The SONIC study has revealed that globular naevi do not transform into reticular naevi. A possible explanation may relate to the pathways of melanocyte migration during embryogenesis. The superficial–dorsolateral migration of melanocyte precursors may be primarily responsible for the deposition of melanocytes along the dermoepidermal junction. Perhaps UV radiation can more readily reach these melanocytes, resulting in alterations that may trigger the formation of naevi with a junctional component, which often manifest a reticular pattern under dermoscopy. Thus, many of these reticular naevi may truly be considered acquired naevi. In contrast, many of the intradermal naevi, even if appearing after childhood, may represent congenital naevi or tardive congenital naevi.
The study is limited in its ability to define the dynamic nature of the natural history of naevogenesis completely by the fact that no data were collected on changing or regressing naevi. Further investigation into these aspects of naevogenesis is warranted. Additionally, this study was limited in its collection of data regarding the presence or absence of scalp naevi, buttock naevi, dorsal foot naevi and iris naevi, which could have been used to define a subpopulation with the dysplastic naevus syndrome defined by Newton and supported by the World Health Organization.

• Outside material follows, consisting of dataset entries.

PR #149, opened 2026-04-14
Add loop-liveness tracking to health check (#134)

### LINKED ISSUE #134: Add loop-liveness tracking to health check
## Context

The existing health check (`src/services/core/health_check.py`) already detects stale media syncs by checking `service_runs` timestamps. But during the April 10 outage, the entire worker was dead — and nothing detected it.

With PR #130's \`_guarded()\` wrapper, background loops can now die independently while the worker stays up. This creates a new failure mode: the worker process is "healthy" but the scheduler loop is dead, so no posts go out.

## Desired Behavior

Each background loop should record a heartbeat (last-tick timestamp). The health check should flag any loop that hasn't ticked in 2x its expected interval:

| Loop | Expected Interval | Alert Threshold |
|------|------------------|-----------------|
| scheduler | 60s | 120s |
| lock_cleanup | 300s | 600s |
| cloud_cleanup | 3600s | 7200s |
| media_sync | 300s | 600s |
| transaction_cleanup | 30s | 60s |

## Implementation Notes

- Could use a simple in-memory dict (no DB needed — liveness is ephemeral)
- Health check endpoint at `/health` or via `storyline-cli check-health` should report loop status
- Consider exposing via the Telegram `/status` command too

## Acceptance Criteria

- [ ] Each background loop updates a heartbeat timestamp on every tick
- [ ] Health check reports which loops are alive/stale
- [ ] `check-health` CLI command shows loop liveness
- [ ] Tests cover stale loop detection

chrisrogers37:
## Summary

- **Heartbeat tracking for all 5 background loops** — Each loop records a timestamp on every tick via `record_heartbeat()`. In-memory dict, no DB needed.
- **Health check detects stale loops** — `_check_loop_liveness()` flags any loop that hasn't ticked in 2x its expected interval. Included in `check_all()` so `check-health` CLI and `/status` get it automatically.
- **Expected intervals**: scheduler (60s), lock_cleanup (3600s), cloud_cleanup (3600s), media_sync (300s), transaction_cleanup (30s)
- **5 new tests** — heartbeat storage, fresh/stale detection, unstarted loop handling, all registered loops included

## Test plan

- [ ] Start worker — verify `check-health` shows all loops as "alive" after first tick
- [ ] Kill a background loop — verify health check reports it as stale after threshold
- [ ] Verify unstarted loops (e.g. cloud_cleanup when Cloudinary not configured) show "Not started"

Closes #134

### DIFF
--- a/CHANGELOG.md
+++ b/CHANGELOG.md
@@ -7,6 +7,10 @@ and this project adheres to [Semantic Versioning](https://semver.org/spec/v2.0.0
 
 ## [Unreleased]
 
+### Added — Loop Liveness Tracking (#134)
+
+- **Heartbeat tracking for all background loops** — Each loop (scheduler, lock_cleanup, cloud_cleanup, media_sync, transaction_cleanup) records a timestamp on every tick. The health check reports loops as stale if they haven't ticked in 2x their expected interval. Visible via `check-health` CLI and `/status` health checks.
+
 ### Added — Telegram Crash Alerts (#132)
 
 - **Send Telegram alert when a background task crashes** — `_guarded()` now sends a message to the admin chat when any background loop (scheduler, lock cleanup, cloud cleanup, media sync, transaction cleanup) crashes. The worker stays alive but the user is immediately notified which loop stopped. Alert failures are caught separately so they never mask the original crash.
--- a/src/main.py
+++ b/src/main.py
@@ -216,10 +216,10 @@ async def cleanup_locks_loop(lock_service: MediaLockService):
     logger.info("Starting cleanup loop...")
 
     while True:
+        record_heartbeat("lock_cleanup")
         try:
             # Wait 1 hour
             await asyncio.sleep(3600)
-            record_heartbeat("lock_cleanup")
 
             # Cleanup expired locks
             count = lock_service.cleanup_expired_locks()
@@ -246,9 +246,9 @@ async def cleanup_cloud_storage_loop(cloud_service):
     logger.info("Starting cloud storage cleanup loop...")
 
     while True:
+        record_heartbeat("cloud_cleanup")
         try:
             await asyncio.sleep(3600)
-            record_heartbeat("cloud_cleanup")
 
             cloud_count = cloud_service.cleanup_expired(folder=CLOUD_UPLOAD_FOLDER)
             db_count = media_repo.clear_stale_cloud_info(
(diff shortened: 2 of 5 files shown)


chrisrogers37 (commented):
## Review: Loop-liveness tracking for health check

The design is clean — in-memory dict, no DB, 2x threshold multiplier is sensible, and the five tests cover all key paths. One blocker on heartbeat placement.

---

### Blocker: lock_cleanup and cloud_cleanup show "Not started" for first hour after every restart

**`src/main.py` — `cleanup_locks_loop` and `cleanup_cloud_storage_loop`**

Both loops sleep first, then heartbeat:

```python
while True:
    try:
        await asyncio.sleep(3600)         # sleeps
        record_heartbeat("lock_cleanup")  # ← beats only after waking up
```

The other three loops (`scheduler`, `media_sync`, `transaction_cleanup`) all heartbeat at the top of the loop, before sleeping, so they show `alive: True` immediately on startup. These two don't beat until hour 1 completes.

Result: on every worker restart (deploy, Railway restart, crash recovery), both loops have `last_beat = None → alive: False`. Since `_check_loop_liveness()` feeds into `check_all()` which ANDs all sub-checks, the system reports `"unhealthy"` for the entire first hour after startup — even when everything is working correctly. This will train operators to ignore health check alerts.

**Fix** — move both heartbeats to before the sleep, matching the other loops:
```python
while True:
    record_heartbeat("lock_cleanup")  # ← here: "alive and about to sleep"
    try:
        await asyncio.sleep(3600)
        count = lock_service.cleanup_expired_locks()
```

Same for `cleanup_cloud_storage_loop`. This preserves the semantics (you still detect a stuck loop — if the loop hangs inside the try block, it won't beat again until the next iteration) while eliminating the spurious startup unhealthy period.

---

### Nit: inline import in health_check.py

```python
from src.main import get_loop_liveness  # inside method body
```

This is likely justified — `main.py` almost certainly imports `HealthCheckService`, making a top-level import circular. A short comment would help future readers understand it's intentional:

```python
# Inline import to avoid circular: main → health_check → main
from src.main import get_loop_liveness
```

---

### What's working well

- Module-level `loop_heartbeats` dict is the right shape — dict writes are GIL-atomic in CPython, safe without locking
- `LOOP_EXPECTED_INTERVALS` as a single source of truth is clean
- `scheduler`, `media_sync`, `transaction_cleanup` are all placed correctly (top of loop, before sleep)
- `setup_method` clears `loop_heartbeats` between tests — correct test isolation
- The 5 tests cover all liveness paths cleanly

**Verdict: Request Changes.** Fix the two heartbeat placements, then this is ready.

chrisrogers37 (commented):
## Re-review: Loop-liveness tracking

Both items resolved.

**Blocker — heartbeat placement** ✅ Fixed. `lock_cleanup` and `cloud_cleanup` now heartbeat at the top of `while True` before sleeping, matching the other three loops. All 5 loops beat immediately on startup — no more spurious unhealthy window after restarts.

**Nit — inline import comment** ✅ Added. `# Inline import: src.main imports services, so a top-level import would be circular`

**Approved.**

This study provides support for the theory that naevogenesis is a dynamic process occurring throughout life, with new naevi continuing to develop into adulthood, with an incidence of 202 new naevi per 1000 person-years of follow-up. The IRR for naevus development is higher in the youngest age quartile and in patients with HRNP. Newly acquired naevi tend to develop on the trunk, and show a predominant dermoscopic reticular pattern.